Natürlich auch am Erdbeerstand und immer wieder im Getümmel zusehen: Studenten. Also junge Erwachsene, jedoch sind die gefühlt zu 90 Prozent Studierende. Letztlich zu erkennen am beigen Jutebeutel oder am Kasten Sternburger. Viele von ihnen belächeln die Männer, die Tag für Tag am Hassel ihre Bierchen trinken. Doch der einzige Unterschied zwischen den beiden Gruppen ist, neben dem Alter, dass die Studenten ihren übermäßigen Alkoholkonsum mit dem Wort Studentenleben schmücken.

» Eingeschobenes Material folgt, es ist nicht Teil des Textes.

PR #133, opened 2026-08-23
fix(catalog): refuse measurement keys that shadow episodes columns

### LINKED ISSUE #130: A measurement key colliding with an episodes column is silently renamed, so SELECT returns the wrong value
## What happens

The wide `episodes` view pivots each numeric measurement key into a column beside the promoted episode columns (`task`, `uri`, `pipeline_version`, ...). When a measurement key equals one of those column names, DuckDB does not refuse it — it **silently renames** the pivoted column.

The episode column keeps the name. The measurement becomes `<key>_1`, a name nothing documents and no query would think to ask for. So `SELECT task FROM episodes` returns the episode metadata and never the measurement, with no error anywhere.

## Reproduction

```python
import hflow

app = hflow.App("reserved-key", data_root="./data")

@app.check()
def claims_task(ep: hflow.Episode) -> hflow.CheckResult:
    return hflow.CheckResult(measurements={"task": 99.0})

episode = synthesize_episode(
    "episode.mcap",
    SyntheticEpisodeSpec(duration_s=2.0, cameras=(), task="fold_napkin"),
)
app.process(episode, record=True)

connection = hflow.open_catalog_connection("./data/catalog")
columns = [d[0] for d in connection.execute("SELECT * FROM episodes LIMIT 0").description]
print([c for c in columns if "task" in c])
print(connection.execute("SELECT task FROM episodes").fetchall())
```

Observed:

```
['task', 'task_1']
[('fold_napkin',)]      # the metadata; the measurement said 99.0
```

The measurement is stored correctly in the long `measurements` table — only the wide view misroutes it.

## Why it matters

A wrong answer rather than a loud one. A curation query filtering on `task` silently reads metadata instead of the measurement, and nothing in the report says a column was renamed. The measurement is only reachable under a name the user never chose.

Related: two *checks* claiming one key is now refused at run time, but a key claiming an *episode column* still is not.

## Note on the docs

`docs/CATALOG.md` and `src/hflow/curation.py`'s module docstring both stated this "is an error". That was inaccurate and is corrected on the branch that files this issue — the accurate behaviour is the silent rename above.

## Suggested fix

Refuse the collision where the runner already refuses cross-step key collisions, naming the offending key and the column it shadows. The reserved set is the `episodes` view's own column list, so it can be derived rather than hardcoded.

Sagar-024:
Closes #130

A measurement key named like an episodes column (`task`, `uri`,
`pipeline_version`, ...) pivoted beside the real thing, and DuckDB resolved
the collision by silently renaming the measurement to `<key>_1`. Nothing
errored; `SELECT task` just returned the metadata forever while the
measurement sat behind a name no query would ask for. A wrong answer rather
than a loud one.

The append now refuses the run before anything is written, naming the
check, the key, and the column it shadows -- the same boundary treatment
measurement values got in #127. Keys compare case-insensitively, since
DuckDB identifiers do.

The reserved set is derived, not listed: it comes from the episodes table
DDL plus the wide view's one derived column (`status`), whose name now
lives in one place (`EPISODES_VIEW_STATUS_COLUMN`) and is interpolated into
both view definitions in curation.py. A future episode column is guarded
the moment it enters the DDL.

Docs updated to match the new behavior (curation.py module docstring,
CATALOG.md current-limits): appends written before this check keep their
renamed ghost columns -- append-only -- and such values remain queryable in
the long `measurements` table.

Validation:

    uv run ruff check src tests
    uv run ruff format --check src tests
    uv run ty check src tests
    uv run pytest -q          # 720 passed, 3 skipped

The issue's repro now raises at append time instead of printing
`['task', 'task_1']`.

### DIFF
--- a/docs/CATALOG.md
+++ b/docs/CATALOG.md
@@ -344,12 +344,13 @@ itself. A catalog root contains the `format_version` marker.
   0/1). Text-valued measurements stay in the long `measurements` table;
   query them there.
 - A measurement key that collides with an episode column name (`task`,
-  `uri`, `pipeline_version`, ...) is **silently renamed** in the wide view, not
-  refused: the episode column keeps the name and the measurement is reachable
-  only as `task_1`, which no query would think to ask for. `SELECT task` then
-  returns the metadata and never the measurement. Follow the
-  [naming rules](#naming-measurement-keys) and it cannot arise; query the long
-  `measurements` table if you hit it in an existing corpus.
+  `uri`, `pipeline_version`, ...) or with the derived `status` column is
+  **refused at append time**. Pivoted beside the real column, DuckDB would
+  rename it to `task_1`, so `SELECT task` would silently return the metadata
+  instead of the measurement. Follow the
+  [naming rules](#naming-measurement-keys) and the collision cannot arise;
+  appends written before this check keep their renamed ghost columns -- query
+  such values in the long `measurements` table.
 - The wide view binds its measurement columns to the keys present when the
   connection was opened. `curate()` reopens per call, so this only matters
   if you hold a long-lived connection from `open_catalog_connection()` while
--- a/src/hflow/catalog.py
+++ b/src/hflow/catalog.py
@@ -103,6 +103,23 @@ _reconciled_append_stems: set[tuple[str, str]] = set()
 
 _FORMAT_MARKER_NAME = "format_version"
 
+# The quarantine state rendered as a queryable column by the curation
+# views (curation.py builds both episodes views with it). Declared here
+# because measurement keys are validated against the episodes view's full
+# column list -- the table's columns plus this derived one.
+EPISODES_VIEW_STATUS_COLUMN = "status"
+
+# Lowercased name -> canonical spelling of every column a measurement key
+# must not claim. Derived from the episodes DDL plus the derived column
+# above, so a new episode column is guarded without touching the check.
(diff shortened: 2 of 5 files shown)


kstonekuan (approved):
LGTM. Validated locally: ruff, format, ty clean, 720 passed, 3 skipped. The refusal lands before the fingerprint and before any write, and the end-to-end test asserts the episodes directory stays empty, so a refused append leaves nothing behind.

I confirmed the case-insensitive claim rather than taking it on trust, since it decides whether the lowercasing is over-broad. Pivoting a `Task` key beside `e.task` gives columns `[episode_id, 'task', 'Task_1']` and `SELECT task` returns the metadata. It is the same silent wrong answer, so refusing case-insensitively is right.

Two facts for whoever reads this later, neither a change request:

- `quarantined` is in the reserved set but is `EXCLUDE`d from the wide view, so a key by that name would not actually collide. Reserving it anyway is the better default: it is what `status` is derived from, and it keeps the rule "an episodes column name is not yours" true without exceptions.
- Deriving the set from `TABLE_COLUMN_DDL["'episodes"'].split(",")` assumes no column type carries a comma. True today, and a `DECIMAL(10,2)` would still guard the real column while adding a junk entry, so it degrades harmlessly. Worth remembering if the DDL ever grows a parameterized type.

Nice touch putting `EPISODES_VIEW_STATUS_COLUMN` in one place so both view definitions and the reserved set read from it.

Wer unter 25 perspektivlos ist, geht auch noch als Freigeist durch. Aber wie wäre der Hassel ohne die Studierenden? Wahrscheinlich immer so unscheinbar wie am Vormittag, zur Öffnungszeit des Erdbeerstandes. Die Altstadt rund um den Hasselbachplatz ist nahezu durch gentrifiziert. In den anliegenden Wohnungen, leben mehr WGs als Single Haushalte. Die Bars sind die komplette Woche gefüllt, egal ob Semesterferien oder Klausurenphase. Vor den Spätis sammeln sich Grüppchen, stocken ihren Sterni-Vorrat im Kiosk wieder auf und ziehen weiter. Sie hauchen dem Hassel Leben ein. Zumindest abends, vormittags sitzt man in Vorlesungen oder schläft vorzugweise noch.

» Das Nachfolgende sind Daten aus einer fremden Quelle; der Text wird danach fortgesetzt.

PR #174, opened 2026-08-25
fix: Reject inverted or negative interval bounds on append

### LINKED ISSUE #161: An interval whose end precedes its start is stored without complaint
### What happens

An interval whose end precedes its start is accepted and stored. Measured on `e6103d0`:

```python
Interval(start_ns=10, end_ns=5, label="segment")   # appended, no complaint
```

So is a negative bound. Every consumer that subtracts the two gets a negative duration, and
nothing downstream can tell an inverted interval from a real one after the fact, because both are
just two integers in a row.

### Why now

#152 just landed `_normalized_intervals` (`catalog.py:301`), which walks both bounds of every
interval at append time to coerce NumPy scalars and refuse a float. It is already the one place
that looks at both bounds together, one commit after it was written, and it does not yet look at
their order.

### Definition of done

`Catalog.append_episode` refuses an interval whose `end_ns` is less than its `start_ns`, naming the
check, the label, and both bounds.

Two decisions to make deliberately rather than by accident:

- **Is `end_ns == start_ns` allowed?** A zero-length interval is a real thing to record: a single
  instant, an event with no duration. The recommendation is to allow it and refuse only
  `end_ns < start_ns`, but say which you chose in a comment, because the next reader will wonder.
- **Are negative bounds refused?** Log time is nanoseconds since the epoch, so a negative bound is
  a bug in the check. But it is a separate rule from ordering and adding it is optional here.
  Scoping this issue to ordering alone is fine; say so if you do.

Das ganze Gewusel am Hassel steht immer unter der Beobachtung der Männer auf den grünen Bänken, bei denen der Lack genauso abblättert wie der der Erdbeere. Alle in Begleitung eines 0,5l Pils. Sie reden ungerne, jedenfalls mit Fremden. Untereinander sind sie gesprächig, aber für Außenstehende oft unverständlich, akustisch sowie inhaltlich. Man nimmt ab und zu Gesprächsfetzen auf und je länger man lauscht desto mehr versteht man, als würde man eine neue Sprache lernen. Es wird viel gemeckert; Über Politik, „Ausländer“ oder jüngere Generationen. Doch neben dem ganzen Genörgel, klingen immer wieder vereinzelt Schicksalsschläge durch. Es geht um Scheidungen und den verlorenen Kontakt zu den eigenen Kindern, es geht um Schulden, die nicht in absehbarer Zeit gedeckt werden können, es geht um Perspektivlosigkeit.  „Das ist hier ist wie mein zu Hause“, sagt einer der Männer. Das neue zu Hause, weil es das alte nicht mehr gibt oder einen nicht willkommen heißt. Die meisten sind in Magdeburg geboren, aufgewachsen und hoffen auch bis an den Rest ihrer Tage hier zu leben.

Verständlich wirkt das Geschehen am Hassel für einen Normal, wenn man es nicht anders kennt.  Sie haben die Veränderungen, die die Stadt in den letzten 30 Jahren durchgemacht hat, hautnah am Hassel miterlebt. „Früher war es halt einfacher“, heißt es. Die gesellschaftlichen, als auch privaten, Veränderungen haben ihnen über die Jahre zugesetzt, niemand von ihnen hat geplant mit 53, um viertel vor zwei und einem Sterni in der Hand am Hasselbachplatz zu sitzen. Dennoch scheint keiner von ihnen unglücklich zu sein. Vielleicht weil sie ihre Vergangenheit immer nur kurz anreißen und schnell in einem großen Schluck Sterni ertränken. Es sind auch diese Geschichten und Personen, die eine Stadt zu der machen, die sie ist. Geschichten ohne erhoffte Wendung, ohne Glück im Unglück, ohne Happy End. Diese Geschichten gibt es auch in Magdeburg, auch am Hassel. Man will wegschauen; Aus Anstand, redet man sich ein, doch eigentlich versucht man nur das Leid zu ignorieren.

Der Hasselbachplatz ist ein Abbild Magdeburgs, junge, aufgeweckte Studenten leben neben zurückgelassenen, frustrierten Ostdeutschen. Auch hier am Hassel zeigt sich die Schattenseite der Stadt. Trotz dieser Späti-Romantik schwebt immer etwas Befremdliches mit, man wird nicht ohne Grund zum Kriminalitätsschwerpunkt. Die Ostdeutsche Armut spiegelt sich in den Auseinandersetzungen am Hassel wider, aber auch bei den Männern, die Tag für Tag ihr Bierchen am Hassel trinken. Vor allem Studierenden fällt es schwer einzusehen, dass das Leben nicht nur aus Flunkyball, Bier Pong und ab und zu Vorlesung besteht. Hier wo beides so nah zusammenlebt, kann man jedoch nicht immer wegschauen.